When Jason's "sorry you didn't make the cut letter" arrived, he asked and found out that it was because of that lackluster interview. He called the person who wouldn't schedule a redo and complained bitterly, but it was too late b/c the class had been filled. His dad, he said, was furious, but when your kid is grown you can't fix things like that. (Frequently you can't fix them when your kid isn't grown, but you can at least try.) Jason was manly about it but we all felt terrible for him. Another coworker planned a "Jason appreciation day" for which we all brought special snacks for the morning break and were extra-nice to him. He laughed about it but I think it really did make him feel better.

Shortly after it was announced that the company was closing, Jason came to me to give notice. It seemed that his mother had showed his resume around to some people she knew, and some of them took it a little farther, and then he had a job interview in Jackson, MS, I think, for a pharmaceutical company, and he got the job. From what he described it sounded like a fantastic opportunity and one he is well suited to.

When he left I heard yet another coworker remark enviously that Jason got all the luck. Everything just magically worked out for him. Whatever.

Tuesday, April 03, 2007

I'm seeing some things in the plant that fortunately I and my direct reports are not immediately involved in. All I do is observe, and judiciously offer advice in mostly an indirect, non-judgemental or pushy way. To you, my readers, I will spell a few things out.

When you're a 25-year-old whippersnapper, there are a few things you should not do.

1 - Don't order your boss around. I PROMISE you that will get on his nerves.

Me: [Boss's name], I need to talk to you when you get a minute, please.
Boss: I'll be right there.

Whippersnapper: [Boss's name], come to the control room.
Boss: [grrr.]

Actually, you should treat everyone with courtesy and respect, from the CEO to the person who sweeps the floor and cleans the toilet. Give it out and you get it back.
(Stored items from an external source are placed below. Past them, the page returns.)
Issue #78, opened 2024-03-07
Provide the ability to upload patches


ChiuchiuSorin:
Create a modal that allows the user to upload patches to the XWiki instance.

ChiuchiuSorin:
No longer needed as #79 is not viable.

snazare:
reopening in order to support upload only, without restart

snazare:
@trrenty  to review

PR #104, opened 2024-10-10
Provide the ability to upload patches #78

ChiuchiuSorin:
Created new endpoints for the package upload operation and refactored the healthCheckJob code to be usable by multiple job.

The import package page: 
importPage

The import package result:  
packageUpload

The modification for file section: 
filesSection


ChiuchiuSorin:
There are no tests added yet, I will add them in a future commit.

application-admintools-default/src/main/java/com/xwiki/admintools/internal/uploadJob/UploadJob.java
```diff
@@ -0,0 +1,223 @@
...
+    {
+        for (UploadPackageJobResource jobResource : jobResourceList) {
+            progressManager.startStep(this);
+            File targetFile = jobResource.getTargetFile();
+            if (targetFile.exists()) {
+                String filePath = targetFile.getParent();
+                if (!targetFile.delete()) {
+                    status.addLog(new JobResult("adminTools.jobs.upload.batch.save.fail", JobResultLevel.ERROR,
+                        targetFile.getName()));
+                    throw new RuntimeException(
```
trrenty, line 208: Could log the error instead. Are you ok with terminating the job if one file could not be deleted? Maybe you would be interested in continuing with the other files

application-admintools-default/src/main/java/com/xwiki/admintools/internal/uploadJob/UploadJob.java
```diff
@@ -0,0 +1,223 @@
...
+                Files.write(targetFile.toPath(), jobResource.getNewFileContent().toByteArray());
+            }
+            jobResource.setUploaded();
+            status.addLog(new JobResult("adminTools.jobs.upload.batch.save.success", JobResultLevel.INFO,
+                jobResource.getNewFileName()));
+            progressManager.endStep(this);
+            Thread.yield();
+        }
+    }
+}
```
trrenty, line 223: All these additional code lines makes the file convoluted and harder to follow. I'll take another look on this after you change the logging process as suggested. 

As a note, you should log more information for this job. Like "starting the batch save", "failed batch save. Starting batch restore". Things like these.

application-admintools-default/src/main/java/com/xwiki/admintools/internal/uploadJob/UploadJobFileProcessor.java
```diff
@@ -0,0 +1,179 @@
...
+ */
+@Component(roles = UploadJobFileProcessor.class)
+@Singleton
+@Unstable
+public class UploadJobFileProcessor
+{
+    /**
+     * Path format for new files from a given parent.
+     */
+    public static final String NEW_FILE_PATH_FORMAT = "%s/%s";
```
trrenty, line 65: Shouldnt hard code path formats, since they might not behave as you expect on all platforms.

application-admintools-default/src/main/java/com/xwiki/admintools/internal/uploadJob/UploadJobFileProcessor.java
```diff
@@ -0,0 +1,179 @@
...
+    {
+        File targetFile = new File(targetFolderPath + filePath);
+        UploadPackageJobResource uploadPackageJobResource = new UploadPackageJobResource();
+        String fileName = targetFile.getName();
+        uploadPackageJobResource.setNewFileName(fileName);
+        if (targetFile.exists()) {
+            createBackupFile(targetFile.getAbsolutePath() + ".bak", targetFile, uploadPackageJobResource, fileName,
+                status);
+        } else {
+            String extension = filePath.substring(filePath.lastIndexOf("."));
```
trrenty, line 94: Could `lastIndexOf` return -1? (if there is a file without extension) In this case, the `substring` method will throw an IndexOutOfBounds exception.

application-admintools-default/src/main/java/com/xwiki/admintools/internal/uploadJob/UploadJobFileProcessor.java
```diff
@@ -0,0 +1,179 @@
...
+     * @param jobResource the resource used for storing the result.
+     * @throws IOException if any errors occur during the reading of the content.
+     */
+    public void processFileContent(ZipInputStream zis, UploadPackageJobResource jobResource) throws IOException
+    {
+        ByteArrayOutputStream baos = new ByteArrayOutputStream();
+        byte[] buffer = new byte[1024];
+        int len;
+        while ((len = zis.read(buffer)) > 0) {
+            baos.write(buffer, 0, len);
```
trrenty, line 146: This is not a good idea. You seem to be storing the content of the files in memory. This can lead to OutOfMemory quite easily. I dont think you need to store the content of the file right now. You can simply open it and process the content when you need it.

application-admintools-default/src/test/java/com/xwiki/admintools/internal/uploadJob/UploadJobFileProcessorTest.java
```diff
@@ -0,0 +1,302 @@
...
+
+    private PackageUploadJobStatus status;
+
+    @BeforeComponent
+    void setUp() throws IOException
+    {
+        tmpDir.mkdir();
+        tmpDir.deleteOnExit();
+
+        targetDir = new File(tmpDir, "target_folder/");
```
trrenty, line 149:
```suggestion
        targetDir = new File(tmpDir, "target_folder");
```
Is the slash needed? I'm not sure how it will behave on windows, for example. The tests might as well fail.

application-admintools-ui/src/main/resources/AdminTools/Code/PackageUploadSheet.xml
```diff
@@ -0,0 +1,91 @@
...
+  <hidden>true</hidden>
+  <content>{{include reference="AdminTools.Code.JobCommonMacros" /}}
+
+{{velocity output='false'}}
+#template('job_macros.vm')
+#set ($discard = $xwiki.jsfx.use('uicomponents/job/job.js', true))
+#macro (uploadJobProgress)
+  #set ($xobject = $doc.getObject('AdminTools.Code.PackageUploadClass'))
+  #set ($uploadJobId = ['adminTools','import',"${xobject.get('package')}", "${xobject.get('startTime')}"])
+  #set ($translationPrefix = 'adminTools.jobs.upload')
```
trrenty, line 47: shouldnt this end in '.'?

trrenty (changes requested):

application-admintools-api/src/main/java/com/xwiki/admintools/jobs/PackageUploadJobRequest.java
```diff
@@ -0,0 +1,72 @@
...
+public class PackageUploadJobRequest extends AbstractRequest
+{
+    private String fileRef;
+
+    /**
+     * Default constructor.
+     */
+    public PackageUploadJobRequest()
+    {
+        setDefaultId();
```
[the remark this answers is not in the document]
ChiuchiuSorin: Admin tools is used as root, and for the upload jobs that I'm creating, I'm using the attachment reference and startTime of the job to create the job ID, this way the jobs are unique.

application-admintools-default/src/main/java/com/xwiki/admintools/internal/data/identifiers/AbstractServerInfo.java
```diff
@@ -74,4 +76,15 @@ public String getXwikiCfgFolderPath()
         }
         return null;
     }
+
+    @Override
+    public String getXWikiInstallFolderPath()
+    {
+        for (String xwikiLibraryFolderPath : this.xwikiInstallPossiblePaths) {
```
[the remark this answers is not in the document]
ChiuchiuSorin: I did the improvement, if you think the modification is too unrelated or large, I will do a different PR.

application-admintools-default/src/main/java/com/xwiki/admintools/internal/uploadJob/UploadJob.java
```diff
@@ -0,0 +1,223 @@
...
+
+/**
+ * The Admin Tools package upload job.
+ *
+ * @version $Id$
+ * @since 1.1
+ */
+@Component
+@Named(UploadJob.JOB_TYPE)
+@Unstable
```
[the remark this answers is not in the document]
ChiuchiuSorin: It should be using [PER_LOOKUP](https://github.com/xwikisas/xwiki-commons/blob/419eaec6f43729238c2e1672f50b280e48747cd3/xwiki-commons-core/xwiki-commons-job/xwiki-commons-job-default/src/main/java/org/xwiki/job/internal/AbstractJob.java#L36) instantiation strategy from `AbstractJob`.

application-admintools-default/src/main/java/com/xwiki/admintools/internal/uploadJob/UploadJob.java
ChiuchiuSorin: I discussed this with Lavinia early in development and considering that the upload might involve essential files, the best way to do this is to be cautious and abort the upload if any error occurs.

application-admintools-default/src/main/java/com/xwiki/admintools/internal/uploadJob/UploadJobFileProcessor.java
```diff
@@ -131,40 +135,76 @@ public InputStream getArchiveInputStream(String fileRef) throws XWikiException
...
      */
-    public void processFileContent(ZipInputStream zis, UploadPackageJobResource jobResource) throws IOException
+    public void processFileContent(ZipInputStream zis, UploadPackageJobResource jobResource,
+        PackageUploadJobStatus status) throws IOException
     {
         ByteArrayOutputStream baos = new ByteArrayOutputStream();
         byte[] buffer = new byte[1024];
         int len;
         while ((len = zis.read(buffer)) > 0) {
             baos.write(buffer, 0, len);
```
trrenty, line 152: this still loads everything to memory https://github.com/AdoptOpenJDK/openjdk-jdk11/blob/master/src/java.base/share/classes/java/io/ByteArrayOutputStream.java#L154

you should try read your buffer, write to new location, repeat. So only 1024 bytes will be stored in memory at a time

trrenty: I also think you can have a greater size for the buffer. but i'm not entirely sure what would be a good size.

trrenty (changes requested):

application-admintools-default/src/main/java/com/xwiki/admintools/internal/uploadJob/UploadJobFileProcessor.java
```diff
@@ -145,28 +146,27 @@ public InputStream getArchiveInputStream(String fileRef) throws XWikiException
...
-            baos.write(buffer, 0, len);
-        }
         File targetFile = jobResource.getTargetFile();
-        if (targetFile.exists()) {
-            String filePath = targetFile.getParent();
-            if (!targetFile.delete()) {
-                status.addLog(
-                    new JobResult("adminTools.jobs.upload.save.fail", JobResultLevel.ERROR, targetFile.getName()));
-                throw new RuntimeException(String.format("Failed to delete original file [%s].", targetFile.getName()));
+        try (OutputStream fos = new FileOutputStream(targetFile, false)) {
```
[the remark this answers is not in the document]
ChiuchiuSorin: Yes, the target file is backed up previously (see [line 107](https://github.com/xwikisas/application-admintools/pull/104/files#diff-884eacbccfe6d55dc16577572f0f85440047ec3cab8fd5e43bbbaba9293fdf47R107) from uploadJob). The renaming is done because some files that are uploaded may modify the name. For example 
from: `xwiki-commons-xml-14.10.2.jar`
to: `xwiki-commons-xml-14.10.2-clients-683edb2d40f44f25e245f0abf833bf52a026eb2d.jar`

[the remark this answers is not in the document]
ChiuchiuSorin: After discussion notes:
* should check if the `targetFile.exists()` check is necessary -  after testing I removed it and replaced it with a name check.
* should add logger debug messages in case of an error.

application-admintools-default/src/main/java/com/xwiki/admintools/internal/uploadJob/UploadJob.java
```diff
@@ -122,6 +127,7 @@ protected void runInternal()
             batchRestore();
         } finally {
             this.progressManager.popLevelProgress(this);
+            logger.debug("Finished upload job with ID: [{}]", this.status.getJobID());
```
trrenty, line 130: i think it would be better to have "info" level logs. The debug level is used for debugging purposes and can print more detailed information.

trrenty (changes requested):
It would be better to log the messages at `info` level.

application-admintools-default/src/main/java/com/xwiki/admintools/internal/rest/DefaultAdminToolsResource.java
```diff
@@ -134,4 +142,28 @@ public Response flushCache()
...
+            this.contextualAuthorizationManager.checkAccess(Right.ADMIN);
+
+            List<String> jobId = List.of("adminTools", "upload", attachReference, startTime);
+            Job job = this.jobExecutor.getJob(jobId);
+            if (job == null) {
+                PackageUploadJobRequest packageUploadJobRequest = new PackageUploadJobRequest(attachReference, jobId);
+                this.jobExecutor.execute(UploadJob.JOB_TYPE, packageUploadJobRequest);
+                return Response.status(202).build();
+            } else {
+                return Response.status(102).build();
```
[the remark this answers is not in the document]
trrenty: After a live discussion, we have the following remarks:

* The javascript that calls this endpoint should disable itself once clicked, so there is no possibility of 2 jobs to be run by mistake. (clicking twice)
* should check whether changing the job group will make different jobs runs sequentially rather than in parallel. i.e. running 2 jobs for 2 different files will wait for one another

trrenty (changes requested):

trrenty (approved):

2 - When the boss has told other people to do things, don't contradict him and get them all confused about what they're supposed to do. If you think your boss is in error, you can call him at home and discuss the issue. He would actually like that. But don't go behind his back and change stuff he thought was happening after he leaves.

3 - Do not EVER give the impression that you think you are too good to do something. If your boss tells you to go out into the plant and take a sample, don't pick up your radio and call one of the operators or, for pete's sake, the shift supervisor who is twice your age, and tell them to do it, and then continue to stand there. The boss actually does what I do, which is to do those menial things himself when appropriate. He takes samples every day and does a whole lot of other stuff too. This can backfire if people take advantage of it, but then you know you have the wrong people in your group. My peeps know there is nothing I ask them to do that I don't or won't do myself. I have talked to the whippersnapper about this one when he complained to me about being a "glorified sampler" and he is unreceptive. He's going to hit the wall on this one.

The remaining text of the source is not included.